#### What the exercise asks:
Each line from the beginning of the entries below through the line that includes "This PR builds" must be returned exactly as given.

#### Stored data:
________

PR #20, opened 2020-08-25
Domain Modelling in Octopus Server

andrewabest:
**Readable Version:** https://github.com/OctopusDeploy/Architecture/blob/adr-domain-model/Decisions/20200825-DomainModel.md

**Timeline:** Aiming to have concensus on the approaches presented by end of sharpening (Friday 28 Aug).

## Description
This PR builds on work completed by @johnsimons, @andyinaus and I that gives us the ability to use ASP.NET Core controllers, and move away from our legacy Nancy infrastructure. Nancy is no longer actively maintained, so this is a desirable direction for Octopus Server to take.

Instead of looking to replicate what we have in "the new world" of ASP.NET, we want to take the time to re-think some of our core architectural approaches before we start creating or migrating new endpoints in earnest.

What this PR presents is a new approach to modelling our core domain, which emphasises making Octopus Server easier to reason about. It does so primarily by being stricter with our resource type definitions and creation, and by enforcing invariants within our core model, as opposed to invariant enforcement being the shared responsibility of many disparate rules and services.

The options and opinions presented in this PR are represented in [this Octopus Server PR](https://github.com/OctopusDeploy/OctopusDeploy/pull/6834).

How to engage with this PR:
- Comment on individual lines
- Comment on the PR. Consider using long form replies detailing your position. Look for **FEEDBACK WANTED** annotations if you would like to understand the type of feedback we are directly looking for (although all feedback is welcome)
- Add 👍 comments or positions you support, it will be tallied when gauging degree of consensus.

I will leave this PR up for comment until **Friday 11 September.**

### DIFF
--- a/Decisions/20200825-DomainModel.md
+++ b/Decisions/20200825-DomainModel.md
@@ -25,6 +25,9 @@ New components introduced in the worked example provided in this document sit on
 **Resource Mapping**
 This document sees us move from utilising the ResourceMapper to directly facilitating Resource to Domain Model mapping, but it does not directly address moving away from the mapper, or moving away from it when mapping from Domain Model => Resource when translating back to wire format on "the way out". This will be the focus of [another decision record]() TBA.
 
+**Domain Events**
+Domain event infrastructure helps us create rich, decoupled domain models that can evolve and scale in healthy ways. This PR does not introduce any new domain event infrastructure or considerations, although it is a topic we want to tackle soon after agreeing on the core domain approach and abstractions.
+
 ## Considerations
 
 [This PR](https://github.com/OctopusDeploy/OctopusDeploy/pull/6834) works through an end-to-end example of refactoring the `Tenants` `PUT` and `POST` endpoints to use new commponents that align with the above principals.
--- a/Decisions/20200825-DomainModel.md
+++ b/Decisions/20200825-DomainModel.md
@@ -28,7 +28,7 @@ This document sees us move from utilising the ResourceMapper to directly facilit
 **Domain Events**
 Domain event infrastructure helps us create rich, decoupled domain models that can evolve and scale in healthy ways. This PR does not introduce any new domain event infrastructure or considerations, although it is a topic we want to tackle soon after agreeing on the core domain approach and abstractions.
 
-## Considerations
+## Overview
 
 [This PR](https://github.com/OctopusDeploy/OctopusDeploy/pull/6834) works through an end-to-end example of refactoring the `Tenants` `PUT` and `POST` endpoints to use new commponents that align with the above principals.
 
@@ -71,7 +71,7 @@ To achieve this, we use:
 
 - Encapsulation within our core models, to ensure they remain internally consistent.
 
-## Options
+## Considerations
 
 ### Resource Validation
 
--- a/Decisions/20200825-DomainModel.md
+++ b/Decisions/20200825-DomainModel.md
@@ -11,8 +11,6 @@ TBA
 
 ## Principals
 
----
-
 - We want our core model to be simpler to reason about
 - We want our core model to be safer to interact with
 - We want less bugs that were caused by misunderstanding of what state the core model might be in
@@ -21,8 +19,6 @@ TBA
 
 ## Exclusions
 
----
-
 **ASP.NET Core**
 New components introduced in the worked example provided in this document sit on new ASP.NET Core infrastructure. Specifics around the best abstractions for controllers, or other ASP.NET Core pipeline specific considerations, are outside of the scope of this document.
 
@@ -30,8 +26,6 @@ New components introduced in the worked example provided in this document sit on
 This document sees us move from utilising the ResourceMapper to directly facilitating Resource to Domain Model mapping, but it does not directly address moving away from the mapper, or moving away from it when mapping from Domain Model => Resource when translating back to wire format on "the way out". This will be the focus of [another decision record]() TBA.
 
 ## Considerations
-
----
 
 [This PR](https://github.com/OctopusDeploy/OctopusDeploy/pull/6834) works through an end-to-end example of refactoring the `Tenants` `PUT` and `POST` endpoints to use new commponents that align with the above principals.
 
@@ -75,8 +69,6 @@ To achieve this, we use:
 - Encapsulation within our core models, to ensure they remain internally consistent.
 
 ## Options
-
----
 
 ### Resource Validation
 
@@ -142,13 +134,9 @@ Feedback will be provided by two mechanisms:
 
 ## Decision
 
----
-
 TBA
 
 ## Data Sources
-
----
 
 Source listed below might provide additional context but keep in mind that they can disappear at any time.
 
--- a/Decisions/20200825-DomainModel.md
+++ b/Decisions/20200825-DomainModel.md
@@ -109,9 +109,11 @@ We have broken the resource model for `Tenant` into two components:
 
 Example: [TenantResource](https://github.com/OctopusDeploy/OctopusDeploy/blob/0047fb8c59f47c9661c911329fbbdd624f7cc026/source/Octopus.Core/Resources/TenantResource.cs#L14-L36) vs [TenantReadResource](https://github.com/OctopusDeploy/OctopusDeploy/blob/0047fb8c59f47c9661c911329fbbdd624f7cc026/source/Octopus.Core/Resources/TenantResource.cs#L38-L76).
 
-There are some basic convention tests established in server within `ResourceConventionsFixture` to ensure `WriteResource`s remain true subsets of `ReadResource`s.
+There are some basic convention tests established in server within `ResourceConventionsFixture` to ensure `WriteResource`s remain true subsets of `ReadResource`s, to ensure the common simple integration pattern of GET an octpus resource, modify it, PUT it back\_ will still be valid.
 
-This aligns with the direction our web client is taking, which currently has the concept of a `TNewResource`. This uses typescript's `Omit` to remove properties from the full resource definition that are not needed when creating resources. We could align our client resources by providing changing `TNewResource` to `TWriteResource`. Modify methods could accept `TWriteResource & TLinks`, which read resources retrieved from the server should match anyway thanks to the ✨of duck-typing, making round-tripping resource changes simple.
+Separating our resource model between read and write resources aligns with the direction our web client is taking, which currently has the concept of a `TNewResource`. `TNewResource` implementations use typescript's `Omit` to remove properties from the full resource definition that are not needed when creating resources.
+
+We could align our web client resources by providing changing `TNewResource` to `TWriteResource`. Modify methods could accept `TWriteResource & TLinks`, which read resources retrieved from the server should match thanks to the ✨of duck-typing, ensuring round-tripping resource changes in our web client remains straightforward.
 
 **FEEDBACK WANTED** is this a sensible first step, or should we jump in with both feet and introduce seperate models for each endpoint to completely decouple their concerns?
 
--- a/Decisions/20200825-DomainModel.md
+++ b/Decisions/20200825-DomainModel.md
@@ -104,12 +104,14 @@ Given our ideal approach to resource modelling uses nullable reference types and
 
 We have broken the resource model for `Tenant` into two components:
 
-- `TenantResource` is used to create or update tenants, and does not contain Id or SpaceId properties (as these are available as query parameters), or hypermedia links
+- `TenantWriteResource` is used to create or update tenants, and does not contain Id or SpaceId properties (as these are available as query parameters), or hypermedia links
 - `TenantReadResource` is used to provide tenant information to clients - it contains all tenant information, along with identifiers and hypermedia links
 
 Example: [TenantResource](https://github.com/OctopusDeploy/OctopusDeploy/blob/0047fb8c59f47c9661c911329fbbdd624f7cc026/source/Octopus.Core/Resources/TenantResource.cs#L14-L36) vs [TenantReadResource](https://github.com/OctopusDeploy/OctopusDeploy/blob/0047fb8c59f47c9661c911329fbbdd624f7cc026/source/Octopus.Core/Resources/TenantResource.cs#L38-L76).
 
-This aligns with the direction our web client is taking, which has the idea of a `TNewResource` which uses typescript's `Omit` to remove Id and Links properties from the full resource definition.
+There are some basic convention tests established in server within `ResourceConventionsFixture` to ensure `WriteResource`s remain true subsets of `ReadResource`s.
+
+This aligns with the direction our web client is taking, which currently has the concept of a `TNewResource`. This uses typescript's `Omit` to remove properties from the full resource definition that are not needed when creating resources. We could align our client resources by providing changing `TNewResource` to `TWriteResource`. Modify methods could accept `TWriteResource & TLinks`, which read resources retrieved from the server should match anyway thanks to the ✨of duck-typing, making round-tripping resource changes simple.
 
 **FEEDBACK WANTED** is this a sensible first step, or should we jump in with both feet and introduce seperate models for each endpoint to completely decouple their concerns?
 
--- a/Decisions/20200825-DomainModel.md
+++ b/Decisions/20200825-DomainModel.md
@@ -107,7 +107,7 @@ We have broken the resource model for `Tenant` into two components:
 - `TenantResource` is used to create or update tenants, and does not contain Id or SpaceId properties (as these are available as query parameters), or hypermedia links
 - `TenantReadResource` is used to provide tenant information to clients - it contains all tenant information, along with identifiers and hypermedia links
 
-[Example](https://github.com/OctopusDeploy/OctopusDeploy/pull/6834/files#diff-51caff6d0c4dcb6968bdcf3f0ea615dd).
+Example: [TenantResource](https://github.com/OctopusDeploy/OctopusDeploy/blob/0047fb8c59f47c9661c911329fbbdd624f7cc026/source/Octopus.Core/Resources/TenantResource.cs#L14-L36) vs [TenantReadResource](https://github.com/OctopusDeploy/OctopusDeploy/blob/0047fb8c59f47c9661c911329fbbdd624f7cc026/source/Octopus.Core/Resources/TenantResource.cs#L38-L76).
 
 This aligns with the direction our web client is taking, which has the idea of a `TNewResource` which uses typescript's `Omit` to remove Id and Links properties from the full resource definition.
 
--- a/Decisions/20200825-DomainModel.md
+++ b/Decisions/20200825-DomainModel.md
@@ -125,6 +125,8 @@ This means we are not militant in applying precondition checks to incoming infor
 
 The other type of precondition check we are typically required to do relates to enforcing relational consistency when linking documents to other documents, which is still a necessary requirement in the new world.
 
+To fulfill this type of precondition, we will use a simple `Func of IO` approach as demonstrated [here](https://github.com/OctopusDeploy/OctopusDeploy/pull/6834/files#r479883974), passing the domain model a function which it can invoke to retrieve the information it needs to inspect and satisfy it's own invariants.
+
 When interacting with the domain, if a domain invariant is unsatisifed [example](https://github.com/OctopusDeploy/OctopusDeploy/pull/6834/files#diff-29fae3c0e603cce39e381b742617dc85R120), we will throw a domain exception from the domain model, which can be captured and handled centrally in our `ErrorHandlingMiddleware`.
 
 **FEEDBACK WANTED** are we going to get an acceptable amount of correctness with this approach? What could bite us if we aren't applying precondition checks like `!= null` and `string.isNullOrEmpty` within our domain model?
--- a/Decisions/20200825-DomainModel.md
+++ b/Decisions/20200825-DomainModel.md
@@ -125,9 +125,7 @@ The other type of precondition check we are typically required to do relates to 
 
 When interacting with the domain, if a domain invariant is unsatisifed [example](https://github.com/OctopusDeploy/OctopusDeploy/pull/6834/files#diff-29fae3c0e603cce39e381b742617dc85R120), we will throw a domain exception from the domain model, which can be captured and handled centrally in our `ErrorHandlingMiddleware`.
 
-We have also introduced a lightweight `IQuery<TRequest, TResult>` abstraction to make it simple to define small, composable queries that can be exposed on relevant `I{Resource}DocumentStore`s and leveraged to enforce domain invariants.
-
-**FEEDBACK WANTED** are we going to get an acceptable amount of correctness with this approach? What could bite us if we aren't applying precondition checks like `!= null` and `string.isNullOrEmpty` within our domain model? Does the query abstraction provide value?
+**FEEDBACK WANTED** are we going to get an acceptable amount of correctness with this approach? What could bite us if we aren't applying precondition checks like `!= null` and `string.isNullOrEmpty` within our domain model?
 
 ### Client Feedback
 
--- a/Decisions/20200825-DomainModel.md
+++ b/Decisions/20200825-DomainModel.md
@@ -9,6 +9,10 @@ TBA
 
 # Detail
 
+## Assumptions
+
+- all new endpoints created in Octopus Server will be ASP.NET Core controllers, and we will be actively migrating away from our legacy Nancy responder infrastructure. Nancy is no longer actively maintained, so this is a desirable direction for Octopus Server to take.
+
 ## Principals
 
 - We want our core model to be simpler to reason about
@@ -20,7 +24,7 @@ TBA
 ## Exclusions
 
 **ASP.NET Core**
-New components introduced in the worked example provided in this document sit on new ASP.NET Core infrastructure. Specifics around the best abstractions for controllers, or other ASP.NET Core pipeline specific considerations, are outside of the scope of this document.
+New components introduced in the worked example provided in this document sit on new ASP.NET Core infrastructure. Specifics around the best abstractions for controllers, the migration strategy from Nancy to ASP.NET Core, or other ASP.NET Core pipeline specific considerations, are outside of the scope of this document.
 
 **Resource Mapping**
 This document sees us move from utilising the ResourceMapper to directly facilitating Resource to Domain Model mapping, but it does not directly address moving away from the mapper, or moving away from it when mapping from Domain Model => Resource when translating back to wire format on "the way out". This will be the focus of [another decision record]() TBA.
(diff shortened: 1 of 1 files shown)


Decisions/20200825-DomainModel.md
```diff
@@ -0,0 +1,146 @@
...
+Given our ideal approach to resource modelling uses nullable reference types and ASP.NET's awareness of them during model binding, we have taken a step toward _Asymmetric Resource Models_.
+
+We have broken the resource model for `Tenant` into two components:
+
+- `TenantResource` is used to create or update tenants, and does not contain Id or SpaceId properties (as these are available as query parameters), or hypermedia links
+- `TenantReadResource` is used to provide tenant information to clients - it contains all tenant information, along with identifiers and hypermedia links
+
+[Example](https://github.com/OctopusDeploy/OctopusDeploy/pull/6834/files#diff-51caff6d0c4dcb6968bdcf3f0ea615dd).
+
+This aligns with the direction our web client is taking, which has the idea of a `TNewResource` which uses typescript's `Omit` to remove Id and Links properties from the full resource definition.
```
TomPeters, line 108: I would like to see us align our naming pattern between the web client and backend. I don't have a strong opinion so happy to follow whatever pattern we end up adopting here.

Decisions/20200825-DomainModel.md
```diff
@@ -0,0 +1,146 @@
...
+
+**FEEDBACK WANTED** is this a sensible first step, or should we jump in with both feet and introduce seperate models for each endpoint to completely decouple their concerns?
```
TomPeters, line 110: >is this a sensible first step

:+1:

Decisions/20200825-DomainModel.md
```diff
@@ -0,0 +1,146 @@
...
+
+The other type of precondition check we are typically required to do relates to enforcing relational consistency when linking documents to other documents, which is still a necessary requirement in the new world.
+
+When interacting with the domain, if a domain invariant is unsatisifed [example](https://github.com/OctopusDeploy/OctopusDeploy/pull/6834/files#diff-29fae3c0e603cce39e381b742617dc85R120), we will throw a domain exception from the domain model, which can be captured and handled centrally in our `ErrorHandlingMiddleware`.
+
+We have also introduced a lightweight `IQuery<TRequest, TResult>` abstraction to make it simple to define small, composable queries that can be exposed on relevant `I{Resource}DocumentStore`s and leveraged to enforce domain invariants.
+
+**FEEDBACK WANTED** are we going to get an acceptable amount of correctness with this approach? What could bite us if we aren't applying precondition checks like `!= null` and `string.isNullOrEmpty` within our domain model? Does the query abstraction provide value?
```
TomPeters, line 124: >Does the query abstraction provide value?

While the pattern seems fine, I don't think the `IQuery` interface itself adds value (or at least I don't understand the value)

Decisions/20200825-DomainModel.md
```diff
@@ -0,0 +1,146 @@
...
+
+### Client Feedback
+
+When something goes wrong processing a request, we need to return feedback to clients so they might act upon it.
+
+Feedback will be provided by two mechanisms:
+
+- _Model Binding_ - when verifying the correctness of client payloads a response will be returned that contains all of the errors detected within the payload as a single response. This will allow clients to address all of these errors before proceeding. This is particularly useful in the Octoups web app.
+
+- _Domain Exceptions_ - when a domain invariant is unsatisfied, an exception will be thrown immediately, and processing of the given request will cease. This will mean these types of errors will be revealed "one per request". Typically we would not expect sets of this type of error. The client will have to correct the invariant, and then can attempt to process their request again.
```
TomPeters, line 134: One thing to consider: If these exceptions originate from our domain, then we only have access to the properties that exist within our domain. If we raise an error saying that property `Foo` is invalid, yet the matching property on our resources is actually called `Bar` (or any other number of ways this mapping isn't 1:1), then the user gets a bad experience.

This is not a big problem now because _most_ of the properties in our domain model match the resource properties. I think this is true because
1. it is simpler to understand when the properties match
2. our automatic property matching strategy used by `ResourceMapper` encourages us to follow this convention

If we do decide to change our resource mapping design (for example, to use hand crafted mapping functions), then point 2 may no longer be true. In such a world, an innocent rename refactor (that otherwise might not change behaviour) might have a difficult to predict effect on the UX when one of these invariants is violated.

Might be worth spending a few moments thinking about this problem at this junction if you haven't done so already.

Decisions/20200825-DomainModel.md
```diff
@@ -0,0 +1,146 @@
...
+
+**FEEDBACK WANTED** do we think this will provide an adequate client experience? Are there areas of the application where there could be a series of domain invariants that would be unsatisifed where this approach would not be sufficient?
```
TomPeters, line 136: It might also be worth spending a few moments thinking about how we might want to provide multiple domain errors per request in future, if we do decide to make that change. While I think one error per request is fine right now :+1: it would be nice if we could verify that the direction we are taking won't inhibit us from making a "multiple domain errors per request" direction change later on.

TomPeters:
General direction here looks good to me. Consider me a :+1: on each of the main points. 

I don't want to be too deeply involved in the finer details, or block any decision making, so I've just left a few key thoughts that were on my mind as I read this. Do with them as you will :)

Decisions/20200825-DomainModel.md
```diff
@@ -0,0 +1,146 @@
...
+
+## Options
+
+### Resource Validation
+
+A number of options for resource validation were considered, considering the following constraints:
+
+- We want to use nullable reference types and TinyTypes throughout Octopus Server
+- We need to work with ASP.NET model binding
+- We use JSON.NET for serialization
```
matt-richardson, line 82: Is this the new microsoft json library, or the newtonsoft one?

Decisions/20200825-DomainModel.md
```diff
@@ -0,0 +1,146 @@
...
+- Encapsulation within our core models, to ensure they remain internally consistent.
+
+## Options
+
+### Resource Validation
+
+A number of options for resource validation were considered, considering the following constraints:
+
+- We want to use nullable reference types and TinyTypes throughout Octopus Server
+- We need to work with ASP.NET model binding
```
matt-richardson, line 81: nit: is "need" the right word here? Or is it "we want to use ASP.NET model binding (as we want to move away from Nancy)"?

Would be good to work in this part of the PR description:
> [this] gives us the ability to use ASP.NET Core controllers, and move away from our legacy Nancy infrastructure. Nancy is no longer actively maintained, so this is a desirable direction for Octopus Server to take.

Decisions/20200825-DomainModel.md
matt-richardson: 🤔How does this cross over with backwards compat? If we explicitly have separate models, we can be more "liberal in what we accept, but strict in what we return" (Postel's law i think?).
A good example here of one to think about is the feed type - we [return different data](https://github.com/OctopusDeploy/OctopusDeploy/blob/master/source/Octopus.Server/Web/Api/Feeds/FeedReMapper.cs#L9) depending on the caller. I think there are at least a handful of places where what we accept from the client is "interesting" because we support backwards compat there. Different models might play nicely with [api versioning](https://github.com/OctopusDeploy/Architecture/pull/11) proposal.
Not sure I have a strong opinion here - just raising for awareness.

Decisions/20200825-DomainModel.md
```diff
@@ -0,0 +1,146 @@
...
+
+To achieve this, we use:
+
+- Nullable reference types, to ensure we only store information that is appropriate for the model.
+
+- Tiny types, which help strongly align requirements for data between our resources and domain model.
+
+- Encapsulation within our core models, to ensure they remain internally consistent.
+
+## Options
```
matt-richardson, line 74: nit: I'm not sure this section is outlining options here. Consider dropping this heading.

Decisions/20200825-DomainModel.md
```diff
@@ -0,0 +1,146 @@
...
+This progressive enhancement does not gel with nullable reference types, which have a strict requirement to initialize non-null fields in constructors (or explicitly set them to null, which is yuck).
+
+Given our ideal approach to resource modelling uses nullable reference types and ASP.NET's awareness of them during model binding, we have taken a step toward _Asymmetric Resource Models_.
+
+We have broken the resource model for `Tenant` into two components:
+
+- `TenantResource` is used to create or update tenants, and does not contain Id or SpaceId properties (as these are available as query parameters), or hypermedia links
+- `TenantReadResource` is used to provide tenant information to clients - it contains all tenant information, along with identifiers and hypermedia links
+
+[Example](https://github.com/OctopusDeploy/OctopusDeploy/pull/6834/files#diff-51caff6d0c4dcb6968bdcf3f0ea615dd).
```
matt-richardson, line 106: Nit: this example isn't very clear as to what it's telling me. Consider:
```suggestion
Example: [TenantResource](https://github.com/OctopusDeploy/OctopusDeploy/blob/0047fb8c59f47c9661c911329fbbdd624f7cc026/source/Octopus.Core/Resources/TenantResource.cs#L14-L36) vs [TenantReadResource](https://github.com/OctopusDeploy/OctopusDeploy/blob/0047fb8c59f47c9661c911329fbbdd624f7cc026/source/Octopus.Core/Resources/TenantResource.cs#L38-L76).
```

Looking at that file in isolation, I'm not sure I'm enthusiastic. It feels like we're going to easily get out of sync there. How can we make it easier to fall into the pit of success here?

Decisions/20200825-DomainModel.md
matt-richardson: My gut feel is that multiple domain errors at once will be nicer, but not mandatory

matt-richardson (commented):
👍 Broadly in agreement - nicely done.
I've added a few "nit" comments that may improve the overall readability - leave it to you to decide to 🙈 or update.
Also added a couple of bits of food for thought.

Decisions/20200825-DomainModel.md
johnsimons, line 82: Given we are trying to start from a green fields perspective it may make sense to so with the `System.Text.Json`. As it stands MS has acquired James so I am pretty sure Newtonsoft Json has its days counted and we don't want to have to worry about migrating off it in a years time.

Decisions/20200825-DomainModel.md
johnsimons, line 110: I thought there is a distinction between "create new" and "update" (We use the `CreateOnly` attributes), does this mean we would need 3 distinct resource types?

Decisions/20200825-DomainModel.md
andyinaus: If we wish to return multiple domain errors, we may also need to consider the following:
1. Each invalid request is now an expensive operation as most of the domain rules require accessing the data access layer to validate e.g. Does `SpaceId` refer to a real space? Is DeploymentTarget scoped correctly with the Account/Certificate scoping it is using? 
2. Domain errors could have dependencies on each other e.g. If users try to create a tenant in a space that doesn't exist, we wouldn't be able/may not want to validate whether the tenant tags and project environments provided exist or not.

Decisions/20200825-DomainModel.md
andrewabest: I can change it to 'want' - but rolling your own binding in aspnet core is pretty left-field, I've never seen it done before. I've seen custom model binders, but I've never seen anyone completely bypass model binding and roll their own 'read the request and hydrate the thing we are working with' around it.

Will adapt your second point, good call.

matt-richardson: Or is it "We need to use ASP.NET model binding as we want to use ASP.NET Core controllers"?

andrewabest: I've tried to weave this point a little more clearly. At the top I've added an assumption that we will be creating all new endpoints in ASP.NET Core and migrating from nancy. In this particular context (Request validation), that means we want to work with model binding as we will be working with controllers. Hopefully that clarifies it.

Decisions/20200825-DomainModel.md
andrewabest: The goal here isn't having our write and read models in sync, it is to have clear contracts for both, rather than a shared contract that is partially hydrated depending on who is holding it for what reason. We also have the constraint of strict nulls wanting to fully initialize any given model from the constructor.

That being said, if our `ReadResource` representations are really supposed to be 1:1 reflections of our stored domain model, perhaps one way to ease the burden would be to look at source generators for our `ReadResource` models + associated mappers?

Decisions/20200825-DomainModel.md
andrewabest: https://docs.microsoft.com/en-us/dotnet/standard/serialization/system-text-json-migrate-from-newtonsoft-how-to#specify-constructor-to-use `System.Text.Json` doesn't support constructor initialization yet, so won't play as nicely with our usage of nullable reference types. I think we should hold off a migration until it does, as it allows us to define safer, more correct `Resource` models.

Decisions/20200825-DomainModel.md
andrewabest: I'm trying to find an example of where we do this @johnsimons (I can't find that attribute) - could you point me to one please?

Decisions/20200825-DomainModel.md
andrewabest: I agree that would be nice, but there is a difference between the two. On the web client, our `TNewResource` omits Id / Links, but the full resource is used for `PUT` / updates. On the server, we use a single resource for *writes*, and one for *reads*. I'm not sure if this can be easily aligned.

TomPeters: All we need to pass to the repository for updates is `TWriteResource & TLinks`. I.e. we pass the write resource through, plus we also need its links to get the URL (thanks to duck typing the full read resource is likely to match this).

Decisions/20200825-DomainModel.md
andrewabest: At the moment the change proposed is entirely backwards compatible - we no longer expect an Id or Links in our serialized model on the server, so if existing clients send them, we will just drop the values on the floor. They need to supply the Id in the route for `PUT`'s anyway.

________

#### Answer to this exercise:
PR #20, opened 2020-08-25
Domain Modelling in Octopus Server

andrewabest:
**Readable Version:** https://github.com/OctopusDeploy/Architecture/blob/adr-domain-model/Decisions/20200825-DomainModel.md

**Timeline:** Aiming to have concensus on the approaches presented by end of sharpening (Friday 28 Aug).

## Description
This PR builds on work completed by @johnsimons, @andyinaus and I that gives us the ability to use ASP.NET Core controllers, and move away from our legacy Nancy infrastructure. Nancy is no longer actively maintained, so this is a desirable direction for Octopus Server to take.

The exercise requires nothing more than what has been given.